In MongoDB is it practical to keep all comments for a post in one document?

mongodb

11,041

Solution 1

Posting this answer after some the others so I will repeat some of the things mentioned. Please accept the first suitable answer rather than this one.

That said there are a few things to take into account. Consider these three questions :

Will you always require all comments every time you query for a post?
Will you want to query on comments directly (e.g. query comments for a specific user)?
Will your system have relatively low usage?

If all questions can be answered with yes then you can embed the comments array. In all other scenarios you will probably need a seperate collection to store your comments.

First of all, you can actually update and remove comments atomically in a concurrency safe way (see updates with positional operators) but there are some things you cannot do such as index based inserts.

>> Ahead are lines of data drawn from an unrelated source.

PR #4218, opened 2022-07-01
Don't schedule next step if it's null [MAILPOET-4450]

alex-mailpoet:
[MAILPOET-4450]

[MAILPOET-4450]: https://mailpoet.atlassian.net/browse/MAILPOET-4450?atlOrigin=eyJpIjoiNWRkNTljNzYxNjVmNDY3MDlhMDU5Y2ZhYzA5YTRkZjUiLCJwIjoiZ2l0aHViLWNvbS1KU1cifQ

### DIFF
--- a/mailpoet/lib/Automation/Engine/Control/StepRunner.php
+++ b/mailpoet/lib/Automation/Engine/Control/StepRunner.php
@@ -116,6 +116,11 @@ class StepRunner {
       return;
     }
 
+    // no need to schedule a new step if the next step is null
+    if (empty($nextStepArgs[0]['step_id'])) {
+      return;
+    }
+
     // enqueue next step
     $this->actionScheduler->enqueue(Hooks::WORKFLOW_STEP, $nextStepArgs);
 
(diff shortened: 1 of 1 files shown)


mailpoet/lib/Automation/Engine/Control/StepRunner.php
```diff
@@ -116,6 +116,11 @@ private function runStep(array $args): void {
       return;
     }
 
+    // no need to schedule a new step if the next step is null
+    if (empty($nextStepArgs[0]['step_id'])) {
```
websupporter, line 120: I think you need to set the status of the workflowrun to `WorkflowRun::STATUS_COMPLETE` which currently happens in L91 when no stepId was found.

alex-mailpoet: Good catch! I've added completion of the workflow run here.

websupporter (approved):

websupporter:
Thank you @alex-mailpoet. LGTM

JanJakes:
I think this one is also good to merge.

PR #4219, opened 2022-07-01
Remove old model usage from MailPoet\API\MP\v1::getLists() [MAILPOET-4292]

lysyjan:
[MAILPOET-4292]

[MAILPOET-4292]: https://mailpoet.atlassian.net/browse/MAILPOET-4292?atlOrigin=eyJpIjoiNWRkNTljNzYxNjVmNDY3MDlhMDU5Y2ZhYzA5YTRkZjUiLCJwIjoiZ2l0aHViLWNvbS1KU1cifQ

### DIFF
--- a/mailpoet/lib/API/MP/v1/API.php
+++ b/mailpoet/lib/API/MP/v1/API.php
@@ -24,6 +24,9 @@ class API {
   /** @var CustomFields */
   private $customFields;
 
+  /** @var Segments */
+  private $segments;
+
   /** @var Subscribers */
   private $subscribers;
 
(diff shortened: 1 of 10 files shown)


mailpoet/lib/API/MP/v1/API.php
```diff
@@ -111,9 +119,21 @@ public function unsubscribeFromLists($subscriberId, array $listIds) {
     return $subscriber->withCustomFields()->withSubscriptions()->asArray();
   }
 
-  public function getLists() {
-    return Segment::where('type', Segment::TYPE_DEFAULT)
-      ->findArray();
+  public function getLists(): array {
+    $segments = $this->segmentsRepository->findBy(['type' => SegmentEntity::TYPE_DEFAULT]);
```
JanJakes: I guess this wasn't there previously either but should we add a default order here?

lysyjan: Good point! I will add it. Thanks

JanJakes (dismissed):

lysyjan:
After discussing with @pavel-mailpoet, we decided to move the main logic for this endpoint to the new class. I'm going to change it.

JanJakes (approved):

veljkho (approved):

PR #4220, opened 2022-07-01
Automation demo [MAILPOET-4454]

JanJakes:
This PR contains various (unrelated) automation fixes and improvements. See the commit titles. They were done in preparation for the early-stage automation demo.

The main concern with using embedded arrays for any sort of large collection is the move-on-update issue. MongoDB reserves a certain amount of padding (see db.col.stats().paddingFactor) per document to allow it to grow as needed. If it runs out of this padding (and it will often in your usecase) it will have to move that ever growing document around on the disk. This makes updates an order of magnitude slower and is therefore a serious concern on high bandwidth servers. A related but slightly less vital issue is bandwidth. If you have no choice but to query the entire post with all its comments even though you're only displaying the first 10 you're going to waste quite a bit of bandwidth which can be an issue on cloud environments especially (you can use $slice to avoid some of this).

If you do want to go embedded here are your basic ops :

Add comment :

db.posts.update({_id:[POST ID]}, {$push:{comments:{commentId:"remon-923982", author:"Remon", text:"Hi!"}}})

Update comment :

 db.posts.update({_id:[POST ID], 'comments.commentId':"remon-923982"}, {$set:{'comments.$.text':"Hello!"}})

Remove comment

db.posts.update({_id:[POST ID], 'comments.commentId':"remon-923982"}, {$pull:{comments:{commentId:"remon-923982"}}})

All these methods are concurrency safe because the update criteria are part of the (process wide) write lock.

With all that said you probably want a dedicated collection for your comments but that comes with a second choice. You can either store each comment in a dedicated document or use comment buckets of, say, 20-30 comments each (described in detail here http://www.10gen.com/presentations/mongosf2011/schemascale). This has advantages and disadvantages so it's up to you to see which approach fits best for what you want to do. I would go for buckets if your comments per post can exceed a couple of hundred due to the o(N) performance of the skip(N) cursor method you'll need for paging them. In all other cases just go with a comment per document approach. That's most flexible with querying on comments for other use cases as well.

Solution 2

It greatly depends on the operations you want to allow, but a separate collection is usually better.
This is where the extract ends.